It’s back-to-school season and with that comes the pics of toothy grins, handwritten signs denoting new grades being entered, and numerous blogs reflecting on the passage of time and the bittersweet farewell to lazy summer mornings. I love this season, always have. This particular year, though, I felt a heaviness that I couldn’t’ seem to shake.
Hi, my name is Dara, and I don’t homeschool my kids.
And I feel guilty about that.
I have a handful of amazing mommy friends who are teaching their sweet babies from home and killing it. Killing. It. And I started to think I should do that, too, because if I didn’t, it meant I didn’t love my kids. Never mind the fact that I know homeschooling would not be a good idea for our family. To put it rather bluntly, I am confident that I would suck at it royally. I have no patience or self-control, and I don’t deal with pressure very well. Also, I’m pretty sure my sons, both outgoing extroverts who adore being around other kids whenever possible, would hate it. I mean, seriously? The idea of spending all day with my kids AND being responsible for their entire academic careers?! I shudder to think of it. It would be a lose-lose for all involved. Despite all that, I still felt the need to torture myself with thoughts of inadequacy and failure because I actually looked forward to entrusting my kids’ education to a trained professional or two.

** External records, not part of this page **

PR #803, opened 2019-05-10
jitified the qcharge routine, removed spurious location param from ga…

cpviolator:
…uge field routines, renames some files


include/kernels/gauge_qcharge.cuh
```diff
@@ -0,0 +1,50 @@
+#include <gauge_field_order.h>
+#include <index_helper.cuh>
+#include <quda_matrix.h>
+#include <su3_project.cuh>
+
+#include <cub/cub.cuh>
```
maddyscientist: We should not be including cub headers directly, just the cub_helper.cuh should be sufficient.

lib/CMakeLists.txt
```diff
@@ -21,7 +21,7 @@ set (QUDA_OBJS
   dirac_domain_wall_4d.cpp dirac_mobius.cpp dirac_twisted_clover.cpp
   dirac_twisted_mass.cpp tune.cpp
   llfat_quda.cu gauge_force.cu gauge_random.cu
-  field_strength_tensor.cu clover_quda.cu dslash_quda.cu
+  gauge_field_strength_tensor.cu clover_quda.cu dslash_quda.cu
```
maddyscientist: Why the change in file name?

lib/interface_quda.cpp
```diff
@@ -5548,10 +5547,8 @@ void performAPEnStep(unsigned int nSteps, double alpha)
   GaugeFieldParam gParam(*gaugeSmeared);
   auto *cudaGaugeTemp = new cudaGaugeField(gParam);
 
-  if (getVerbosity() == QUDA_VERBOSE) {
-    double3 plq = plaquette(*gaugeSmeared, QUDA_CUDA_FIELD_LOCATION);
-    printfQuda("Plaquette after 0 APE steps: %le %le %le\n", plq.x, plq.y, plq.z);
-  }
+  double3 plaq = plaquette(*gaugeSmeared);
+  printfQuda("Plaquette after 0 APE steps: %le %le %le\n", plaq.x, plaq.y, plaq.z);
```
maddyscientist: These `printQuda` statements need to have verbosity guards around them since if the verbosity is `QUDA_SILENT` then QUDA should not print anything.  Though the prior ones do look buggy since they didn't use `>=`, perhaps `if (getVerbosity() >= QUDA_SUMMARIZE) { ... }` ?

lib/interface_quda.cpp
```diff
@@ -5835,7 +5822,7 @@ void contract(const cudaColorSpinorField x, const cudaColorSpinorField y, void *
   }
 }
 
-double qChargeCuda ()
+double qChargeQuda()
```
maddyscientist: I think you missed multigrid_evolve_test uses this function.

lib/gauge_qcharge.cu
```diff
@@ -0,0 +1,120 @@
...
+        arg.result_h[0] = 0.;
+        TuneParam tp = tuneLaunch(*this, getTuning(), getVerbosity());
+#ifdef JITIFY
+        using namespace jitify::reflection;
+        jitify_error = program->kernel("quda::qChargeComputeKernel")
+                         .instantiate(Type<Float>(), Type<Arg>())
+                         .configure(tp.grid, tp.block, tp.shared_bytes, stream)
+                         .launch(arg);
+#else
+        // DMH: Hardcoded 32 blockSize for reduction kernel
```
maddyscientist: Curious: why not keep the prior `LAUNCH_KERNEL` here which instantiates all block sizes.

include/kernels/gauge_qcharge.cuh
cpviolator: Relic from the original code. Fixed the other instances too.

lib/CMakeLists.txt
cpviolator: Exactly. I'll put all the gauge algorithms that use the same instantiation structure in files prepended with `gauge_` like the `dslash_` ones. Then they'll all be contiguous in the GitHub page too.

lib/interface_quda.cpp
cpviolator: Thanks for the catch.

lib/gauge_qcharge.cu
cpviolator: Relic from an attempt create a function that returned individual q(x) values. Thanks for the catch.

lib/interface_quda.cpp
cpviolator: Changed to >= QUDA_SUMMARIZE.

maddyscientist:
Looks all good to me now.  Thanks @cpviolator.  We can just wait until build tests finish before merging.

cpviolator:
My bad. That last push was just clang formatting :/

mathiaswagner:
I fixed the jenkins issues so builds look good.

PR #809, opened 2019-05-16
Use NVTX3 if available

mathiaswagner:
This is header only and avoid and external dependency on libnvToolsExt.
Requires CUDA 10 but will just fall back to old NVTX behavior if no `nvtx3/` headers are found.


lib/milc_interface.cpp
```diff
@@ -61,19 +66,20 @@ using namespace quda::fermion_force;
...
-    printfQuda("QUDA_MILC_INTERFACE: %s (called) \n", func);
-    PUSH_RANGE(func, 1);
-  } else {
-    printfQuda("QUDA_MILC_INTERFACE: %s (return) \n", func);
-    POP_RANGE;
+  if (verb >= QUDA_VERBOSE) {
+    if (start) {
+      printfQuda("QUDA_MILC_INTERFACE: %s (called) \n", func);
+    } else {
+      printfQuda("QUDA_MILC_INTERFACE: %s (return) \n", func);
```
maddyscientist: this looks like it breaks the behaviour of the interface mark up so that a interface routine

mathiaswagner: No, let me fix that ...

PR #814, opened 2019-05-21
Topological charge density function

cpviolator:
This PR adds some functionality to the topological charge routines. One can now pass an array to the function, and QUDA passes back the individual q(x)/(4xPixPi) values in Even/Odd order. Useful for \eta prime calculations.


cpviolator:
Good to go here?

This went on for a few weeks or so. After about a month of school, Asher’s teacher sent this progress report with a special note at the bottom:
Asher’s verbal skills are truly amazing for 4 years old. He said all of his days of the week in Italian
I already knew my baby was amazing, I think every parent feels that way about his/her children, but I had no idea he was learning to speak Italian! I thought my heart would swell up and lift me off the ground like a hot air balloon. Later that same week, one of his teachers told me his nickname is The Gentleman because he’s so polite and encouraging to his classmates, especially the girls (no surprise there!).
And yesterday, Asher presented us with this worksheet:
It may not look like much, but it brought tears to my eyes. Last year, my little munchkin struggled so much with his handwriting. His teacher—God bless her—worked with him earnestly just about every day. To strengthen his little fingers, we bought him rubber balls to squeeze and encouraged any sort of play that emphasized digital dexterity. By the end of the school year, he’d greatly improved, but still had a ways to go. I gave it to God and figured Asher would conquer it in his own time.

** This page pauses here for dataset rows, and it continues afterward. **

PR #1259, opened 2022-04-01
Hotfix/overflow test fixes

maddyscientist:
Quick fix PR:
* Check dslash policy is valid when enabling it
* Use 64-bit variables for `*_site_size` variables in the host reference code: this fixes a variety of 32-bit overflow in the host reference code, and for example enables use to run clover fermions at a volume of 72^4, where previously the limit was < 70^4

### DIFF
--- a/lib/dslash_policy.cuh
+++ b/lib/dslash_policy.cuh
@@ -1736,7 +1736,7 @@ namespace quda
   inline void enable_policy(QudaDslashPolicy p)
   {
     size_t p_idx = static_cast<std::size_t>(p);
-    if (p > QudaDslashPolicy::QUDA_DSLASH_POLICY_DISABLED) errorQuda("Invalid policy %lu", p_idx);
+    if (p >= QudaDslashPolicy::QUDA_DSLASH_POLICY_DISABLED) errorQuda("Invalid policy %lu", p_idx);
     policies[p_idx] = p;
   }
 
--- a/lib/dslash_policy.cuh
+++ b/lib/dslash_policy.cuh
@@ -1733,7 +1733,12 @@ namespace quda
     }
   };
 
-  inline void enable_policy(QudaDslashPolicy p) { policies[static_cast<std::size_t>(p)] = p; }
+  inline void enable_policy(QudaDslashPolicy p)
+  {
+    size_t p_idx = static_cast<std::size_t>(p);
+    if (p > QudaDslashPolicy::QUDA_DSLASH_POLICY_DISABLED) errorQuda("Invalid policy %lu", p_idx);
+    policies[p_idx] = p;
+  }
 
   inline void disable_policy(QudaDslashPolicy p)
   {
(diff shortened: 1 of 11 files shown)


tests/utils/staggered_host_utils.cpp
```diff
@@ -166,7 +166,7 @@ void constructFatLongGaugeField(void **fatlink, void **longlink, int type, QudaP
       const complex<double> z = std::polar(1.0, phase);
       for (int dir = 0; dir < 4; ++dir) {
         for (int i = 0; i < V; ++i) {
-          for (int j = 0; j < gauge_site_size; j += 2) {
+          for (unsigned int j = 0; j < gauge_site_size; j += 2) {
```
mathiaswagner: any particular reason for `unsigned int` here when `gauge_site_size` is `size_t`? Anyway, how about `auto` ?

mathiaswagner (changes requested):
I think a lot of the for loops changed here could just use `auto` ?

lib/dslash_policy.cuh
```diff
@@ -1733,7 +1733,12 @@ namespace quda
     }
   };
 
-  inline void enable_policy(QudaDslashPolicy p) { policies[static_cast<std::size_t>(p)] = p; }
+  inline void enable_policy(QudaDslashPolicy p)
+  {
+    size_t p_idx = static_cast<std::size_t>(p);
+    if (p > QudaDslashPolicy::QUDA_DSLASH_POLICY_DISABLED) errorQuda("Invalid policy %lu", p_idx);
```
hummingtree: The policy index should be strictly less than `QUDA_DSLASH_POLICY_DISABLED`?
```suggestion
    if (p >= QudaDslashPolicy::QUDA_DSLASH_POLICY_DISABLED) errorQuda("Invalid policy %lu", p_idx);
```

tests/utils/host_utils.cpp
```diff
@@ -1203,7 +1203,7 @@ template <typename Float> void constructCloverField(Float *res, double norm, dou
 
   Float c = 2.0 * norm / RAND_MAX;
 
-  for (int i = 0; i < V; i++) {
+  for (size_t i = 0; i < (size_t)V; i++) {
```
hummingtree:
```suggestion
  for (size_t i = 0; i < static_cast<size_t>(V); i++) {
```

tests/utils/staggered_host_utils.cpp
hummingtree: I am also wondering about the same thing here ...

tests/utils/staggered_host_utils.cpp
```diff
@@ -187,7 +187,7 @@ void constructFatLongGaugeField(void **fatlink, void **longlink, int type, QudaP
   if (dslash_type == QUDA_STAGGERED_DSLASH) {
     for (int dir = 0; dir < 4; ++dir) {
       for (int i = 0; i < V; ++i) {
-        for (int j = 0; j < gauge_site_size; j += 2) {
+        for (unsigned int j = 0; j < gauge_site_size; j += 2) {
```
hummingtree:
```suggestion
        for (auto j = 0lu; j < gauge_site_size; j += 2) {
```

hummingtree (approved):
Thanks @maddyscientist for the quick fix!

mathiaswagner (approved):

I didn’t expect to see this level of legibility for another year or more!
I didn’t know I was looking for confirmation, but I certainly found it, and thus I regained my peace. My child is learning and
in the best environment for
That’s how God works. He specializes in the win-win situation! He knows I don’t have a gift for teaching—He didn’t give it to me because I don’t need it for my path in this life. You know what I do well? Research. I can research and retain information like nobody’s business if it’s topic I feel strongly about. Next year, Asher will be entering kindergarten and you can bet I’ll have all kinds of charts and data regarding the schools in the area, public and private, as well as the pros and cons of both, and we’ll once again have the tools we need to do what’s best for our family.
I praise you because I am fearfully and wonderfully made; your works are wonderful, I know that full well.